Draco is still afraid of marshmallows. He has temporarily forgotten his mad plot to take over as king of all pranks in the irrational fear that his pillow is actually a marshmallow in disguise. He is not getting much sleep.

Hermione has gotten over her deep and abiding fear of ending all of time and space and is once again confident in her role as "she who knows all things." She initially was very angry that Ron's idea beat out her own of trying to trick them all into going into the dryer. She argued, quite persuasively, that, "Socks disappear from the dryer all the time." Dumbledore felt it lacked a sense of good will and fair sportsmanship. Hermione thinks Dumbledore is jealous.

Harry is content in his role as undeclared leader and all around good guy. He somehow managed not to pop a blood vessel during this fic, although the author wonders how. She also suggests anger management courses. He continues to speak to Ginny whenever he wants, despite Ron's disgruntlement.

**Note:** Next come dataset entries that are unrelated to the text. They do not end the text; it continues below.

PR #2294, opened 2026-08-25
Fix declaration-order type ownership (#2290, #2292)

### LINKED ISSUE #2290: Map key: a compiler-owned name shadowed by a LATER alias is still falsely rejected
## Status: half closed by `a3e9f07`

`a3e9f07` ("Revalidate forward map aliases after type collection") added `check_completed_alias_map_keys`, a second walk over alias bodies once the full `TypeDef` table exists. Measured on the stage2 built from `cf8746a`, that **closed the missed-diagnostic half**:

| program | before | now |
|---|---|---|
| `type Bad = Map[Key, Int]` / `type Key = Int`, `Bad` **never used** | accept | **reject** ✅ |
| same, `Bad` used | reject | reject |
| same with `type Key = String`, `Bad` used | accept | accept |

## What remains: the false rejection

The other direction is **not** fixed, and the reason is structural rather than an oversight:

| program | verdict | wanted |
|---|---|---|
| `type M[T] = Map[Future[T], Int]` then `type Future[T] = String` | **reject** | accept |
| the two declarations swapped | accept | accept |
| `type M[T] = Map[Future[T], Int]` then `type Future[T] = Int` | reject | reject |

```
the builtin map is String-keyed, so a `Future[T]` key has no implementation in
the body of type alias `M` -- spell the String-keyed map `StringMap[V]`, or use
`MutMap[K, V]` from `@vibe/core` for other keys (generic `Map` keys are #2263)
```

A second pass can only **add** errors, never retract one. The declaration-time walk still runs against an incomplete `defs`, sees `Future` undeclared, falls to the compiler-owned arm and pushes the diagnostic into `frozen_errors`; `check_completed_alias_map_keys` then re-walks with the complete table, correctly concludes the key is `String`, and has no way to withdraw what the first walk already recorded.

So the remaining fix is not another pass but a **suppression at the declaration-time walk**: an unresolved head that a later declaration might own must not be judged there at all, and the completed pass — which now exists — becomes the sole authority for those heads. Concretely, the compiler-owned arm in `map_key_type_is_supported_at`'s `None` branch should defer when the walk is running at declaration time, since `check_completed_alias_map_keys` will re-ask with the full table.

That deferral is safe now in a way it was not when this issue was first filed: the earlier plan ("defer on the body, catch it at the use") was ruled out by the unused-alias case, and `a3e9f07` is exactly the pass that removes that objection.

## Cost of leaving it

A loud false rejection, fixed by reordering two declarations. Not silent-wrong, so it does not block the 0.1.0 freeze — but it does contradict `map_shadowed_wellknown_key_ok`, which asserts that a source declaration of a compiler-owned name wins.

## History

Filed from Codex review round 17 on #2276, extended by round 20's unused-alias case (which ruled out the first proposed fix), half-closed by `a3e9f07`. Rounds 12–17 of that review were all `map_key_type_is_supported_at`, two of them regressions from earlier fixes in the same function, which is why the remainder was moved out of that PR.

### LINKED ISSUE #2292: Checker: local suberror must shadow same-named imported typedef
## What happens

`local_type_def_names` does not include `SSuberror`. When an imported typedef and a local suberror have the same name, import projection can therefore win even though the local declaration should own the spelling.

This was measured while fixing #2276 (see the reply to discussion `r3852489182`): structs/enums are represented in the local-name ownership scan, but suberrors are omitted even though `preclaim_local_type_defs` registers `SSuberror` as a local `TDEnum`.

## Expected

A local `suberror Name(...)` owns `Name` consistently with local structs and enums. An imported type with the same local spelling must not replace it.

## Scope

Checker/import ownership only. The WIT `StringMap` ownership fix in #2276 already handles `SSuberror`; this is the separate checker-side collision noted during that review.

## Regression test

Pin both declaration/import orders and a control where the imported type has a distinct alias. Verify the resolved local name is the suberror/`TDEnum`, not the imported typedef.

mizchi:
## Summary

- validate type-alias Map keys and builtin arity after the current scope has collected all type declarations, but before value/signature diagnostics
- preserve alias-boundary diagnostics for unused and used aliases without making valid forward aliases declaration-order dependent
- include local suberrors in imported-typedef shadow ownership
- cover both suberror/import orders and a distinct import-alias control

Fixes #2290.
Fixes #2292.

## Tests

- `bash scripts/generations.sh build --out-dir _build/remainder-green2`
- `TYPECHECK_FIXTURES_STAGE2=_build/remainder-green2/stage2.wasm bash scripts/check_typecheck_fixtures.sh` — 286 rows pass
- targeted `type_db_cross_module_test.vibe` through `scripts/unit_test_runner.sh` — pass
- `pkf run test-affected` expanded to the full 1021-file battery: 1007 pass; 14 unrelated fresh-worktree generated-bundle/contract tests fail because generated implementations such as `cli_adapter_sources` are absent, plus the pre-existing loader cache assertion. The changed target files and fixture gate pass independently as listed above.


lib/@vibe/compiler/checker/checker_stmt.vibe
```diff
@@ -3792,6 +3807,101 @@ fn check_completed_alias_map_keys(stmts: Array[Stmt], defs: Array[TypeDef], erro
...
+      STypeAlias(exported, name, params, _) => {
+        let idx = completed_alias_index(defs, name, from, taken)
+        if idx >= 0 {
+          match Array::get(defs, idx) {
+            TDAlias(_, _, body) => {
+              current = EnvTypeDefs([TDAlias(name, params, body)], if exported {
+                [name]
+              } else {
+                array_empty()
+              }, env_bind(current, name, body))
```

Ron visits the Wild Sock Reserve quite often and is viewed as a sort of hero. He enjoys this, except that it causes his ears to turn rather red. The red clashes badly with his still pink hair, which Madame Pomfrey and Snape argue will turn back any day now. Then they giggle.

No one really cares about the rest of the Gryffs at this time, although it is safe to tell you that we will all meet again someday. And maybe they will actually get more than one line a piece.